## Wednesday, September 22, 2010

### Python and binary data - Part 2

In the previous post, I discussed about numbers (floating, signed and whole) representation on a computer. In "C", the bits used for representation are limited. This means that there is inherent limitation on what can be represented. It also means that there is danger of overflow when you can't hold all the bit values after an operation to represent a number that exceeds the bit limits.

How about Python? How does it represent these numbers?

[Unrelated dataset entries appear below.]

PR #52, opened 2021-11-29
fix dict keys

aaronkl:
use correct dict keys


mseeger (approved):
OK, would this address the nan issues I am observing?

aaronkl:
yes it should solve the nan issue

Even if Python underlying implementation is in "C" or "C++" types, Python integers are not like typical "C" integers.
Python integer have arbitrary precision.
It creates a higher level of abstraction for number representation.
Python represents integers by allocating the memory that is required to hold the number value. Initially, the size is set to 32 or 64 bits and increased when required. They can pretty much store a very large value or an astronomical figure. Arbitrary precision operations on these integers can be very slow.

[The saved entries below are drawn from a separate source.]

PR #54, opened 2021-11-30
Allow default region to be configured in the AWS CLI in addition to AWS_DEFAULT_REGION

master:
*Issue #, if available:*

*Description of changes:*
Default AWS region can be specified in the AWS CLI config (`~/.aws/config`) in addition to environment variables. `boto3.Session()` provides an interface to both.

### DIFF
--- a/syne_tune/remote/remote_main.py
+++ b/syne_tune/remote/remote_main.py
@@ -14,6 +14,7 @@
 Entrypoint script that allows to launch a tuning job remotely.
 It loads the tuner from a specified path then runs it.
 """
+import os
 import logging
 from argparse import ArgumentParser
 from pathlib import Path
@@ -27,10 +28,13 @@ if __name__ == '__main__':
     parser.add_argument('--store_logs', dest='store_logs', action='store_true', default=False)
     parser.add_argument('--log_level', type=int, default=logging.INFO)
     parser.add_argument('--no_tuner_logging', type=str, default='False')
+    parser.add_argument('--region_name', type=str, default='us-west-2')
     args, _ = parser.parse_known_args()
 
     root = logging.getLogger()
     root.setLevel(args.log_level)
+
+    os.environ['AWS_DEFAULT_REGION'] = args.region_name
 
     tuner_path = Path(args.tuner_path)
     logging.info(f"load tuner from path {args.tuner_path}")
--- a/syne_tune/backend/sagemaker_backend/sagemaker_backend.py
+++ b/syne_tune/backend/sagemaker_backend/sagemaker_backend.py
@@ -238,7 +238,7 @@ class SagemakerBackend(Backend):
             self.sm_estimator.dependencies = [Path(dep).name for dep in self.sm_estimator.dependencies]
 
     def initialize_sagemaker_session(self):
-        if 'AWS_DEFAULT_REGION' not in os.environ:
+        if boto3.Session().region_name is None:
             # avoids error "Must setup local AWS configuration with a region supported by SageMaker."
             # in case no region is explicitely configured
             os.environ['AWS_DEFAULT_REGION'] = 'us-west-2'
--- a/syne_tune/remote/remote_launcher.py
+++ b/syne_tune/remote/remote_launcher.py
@@ -108,7 +108,7 @@ class RemoteLauncher:
         """
         self.prepare_upload()
 
-        if 'AWS_DEFAULT_REGION' not in os.environ:
+        if boto3.Session().region_name is None:
             # launching in this is needed to send a default configuration on the tuning loop running on Sagemaker
             # todo restore the env variable if present to avoid a side effect
             os.environ['AWS_DEFAULT_REGION'] = 'us-west-2'
--- a/syne_tune/remote/remote_launcher.py
+++ b/syne_tune/remote/remote_launcher.py
@@ -231,7 +231,8 @@ class RemoteLauncher:
         """
         docker_image_name = "syne-tune-cpu-py36"
         account_id = boto3.client("sts").get_caller_identity()["Account"]
-        image_uri = f"{account_id}.dkr.ecr.us-west-2.amazonaws.com/{docker_image_name}"
+        region_name = boto3.Session().region_name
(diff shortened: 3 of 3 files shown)


geoalgo (commented):
LGTM, thanks for proposing this improvement.

Unfortunately, we do not have integration tests for SM backend (we need to set credentials for this). Could you check that this example still runs when setting `distribute_trials_on_sagemaker=True`?
https://github.com/awslabs/syne-tune/blob/main/examples/launch_height_sagemaker_remotely.py#L51

Let me know if this is working, we can then merge your change.

master:
Thanks for the pointers! Indeed, running with distributed trials required a few more changes. I updated the PR now and tested that it works with both distributed and non-distributed remote tuning in various regions.

syne_tune/remote/remote_main.py
```diff
@@ -27,11 +28,14 @@
     parser.add_argument('--store_logs', dest='store_logs', action='store_true', default=False)
     parser.add_argument('--log_level', type=int, default=logging.INFO)
     parser.add_argument('--no_tuner_logging', type=str, default='False')
+    parser.add_argument('--region_name', type=str, default='us-west-2')
```
geoalgo, line 31: It seems to me that we can avoid adding this extra argument and case in `remote_main.py` by just setting the environment variable in the caller script.

The following would be equivalent:
``` 

        # avoids error "Must setup local AWS configuration with a region supported by SageMaker."
        # in case no region is explicitely configured by providing a default region
        environment = estimator_kwargs.get("environment", {})
        if "AWS_DEFAULT_REGION" not in environment:
          environment["AWS_DEFAULT_REGION"] = boto3.Session().region_name
        tuner_estimator = PyTorch(
            # path which calls the tuner
            entry_point="remote_main.py",
            source_dir=str(self.remote_script_dir()),
            instance_type=self.instance_type,
            instance_count=1,
            role=self.role,
            py_version="py3",
            framework_version='1.6',
            image_uri=self.syne_tune_image_uri(),
            hyperparameters=hyperparameters,
            checkpoint_s3_uri=checkpoint_s3_uri,
            environment=environment,
            **self.estimator_kwargs,
        )
```

but does not require any change in`remote_main.py` while requiring a similar change in `remote_tuner.py` (e.g. setting an env variable instead of a hyperparameter).

Could we make this change unless you see a downside of this approach?

geoalgo:
Thanks testing it (and sorry for not having yet an automatic test for this). The change looks good to me, I only have a suggestion that would avoid adding extra-logic to remote main while being equivalent.

syne_tune/remote/remote_main.py
master: I experimented with this idea and I didn't manage to get it to work. My understanding is that `remote_main.py` loads a `Tuner` instance, that triggers deserialization of all underlying objects: https://github.com/awslabs/syne-tune/blob/main/syne_tune/remote/remote_main.py#L37

`SagemakerBackend` on loading creates a new `sagemaker.Session()` instance: https://github.com/awslabs/syne-tune/blob/main/syne_tune/backend/sagemaker_backend/sagemaker_backend.py#L230

That overrides the region that was set before: https://github.com/awslabs/syne-tune/blob/main/syne_tune/backend/sagemaker_backend/sagemaker_backend.py#L251

Since this code is getting executed on a remote Sagemaker instance, where neither `AWS_DEFAULT_REGION` nor `awscli` config are available, it falls back to the default here: https://github.com/awslabs/syne-tune/blob/main/syne_tune/backend/sagemaker_backend/sagemaker_backend.py#L244

The only workaround I could come up with is propagating `region_name` with a CLI argument. I think another potential solution is to query a special AWS EC2 service as suggested here: https://stackoverflow.com/a/9735663 However, I don't know if this URL is available for Sagemaker containers.

geoalgo: Thanks for the detailed answer and the investigation. Let's ship the version as it is as it is functional and perhaps we can try to do this change later.

Regarding your analysis, it is not 100% clear to me why the solution with the environment variable would not work. In particular the following point:

> Since this code is getting executed on a remote Sagemaker instance where neither AWS_DEFAULT_REGION nor awscli config are available

is not clear to me because setting `environment={"foo": "A3}` should set the environment variable "foo=A3" on the remote instance.

geoalgo (approved):

syne_tune/remote/remote_main.py
geoalgo: For instance, I just tried this standalone script which launches an estimator after setting the `AWS_DEFAULT_REGION` environment variable. 
When running on my machine the script displays "us-west-2" (default region on my machine) and "us-east-1" (region on the remote machine set through the environment variable).

```python
import os
from pathlib import Path

import boto3
from sagemaker.pytorch import PyTorch

def get_execution_role():
    """
    :return: sagemaker execution role that is specified with the environment variable `AWS_ROLE`, if not specified then
    we infer it by searching for the role associated to Sagemaker. Note that
    `import sagemaker; sagemaker.get_execution_role()`
    does not return the right role outside of a Sagemaker notebook.
    """
    client = boto3.client("iam")
    sm_roles = client.list_roles(PathPrefix="/service-role/")['Roles']
    for role in sm_roles:
        if 'AmazonSageMaker-ExecutionRole' in role['RoleName']:
            return role['Arn']

if __name__ == '__main__':
    print(boto3.Session().region_name)

    is_running_on_sagemaker = "SM_INPUT_DATA_CONFIG" in os.environ
    if not is_running_on_sagemaker:
        est = PyTorch(
            entry_point=str(Path(__file__)),
            py_version="py3",
            framework_version='1.6',
            instance_count=1,
            instance_type="ml.m5.large",
            role=get_execution_role(),
            environment={"AWS_DEFAULT_REGION": "us-east-1"}
        )
        est.fit()
```

geoalgo:
Merging it for now, I will integrate the fix to avoid passing the region as parameter after testing it.

syne_tune/remote/remote_main.py
master: Yes, you are right - there was a bug in my previous attempt that caused a wrong behavior. I'm opening a new PR with a refactored implementation.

How ever, Python floating point numbers are different. They are essentially same as "C" floating point numbers. Python’s floating point types are implemented in terms of C’s double type.
They are limited and does not provide arbitrary precision.
There are special floating point values defined that deals with this limitation. They are called "inf" for representing infinity and "NaN" to represent - not a number.

consider this:
>>> x = 1e200
>>> y = x*x
>>> y
inf
>>> z = y/y
>>> z
nan


This discrepancy in integers and floating point number representation means that one has to be careful about various arithmetical operations on numbers. We can carry out precise operations on integers as their precision is arbitrary large. How ever, if we mix them up with floating point numbers, the result can be unpredictable.

>>> x = 10**200
>>> y = (x + 0.5)*x
>>> y
inf
>>> z = x*x + 0.5
Traceback (most recent call last):
File "<stdin>", line 1, in <module>
OverflowError: long int too large to convert to float
>>>


Basically, this means that you can not convert a very large integer to a limited floating number representation without being aware of this limitation.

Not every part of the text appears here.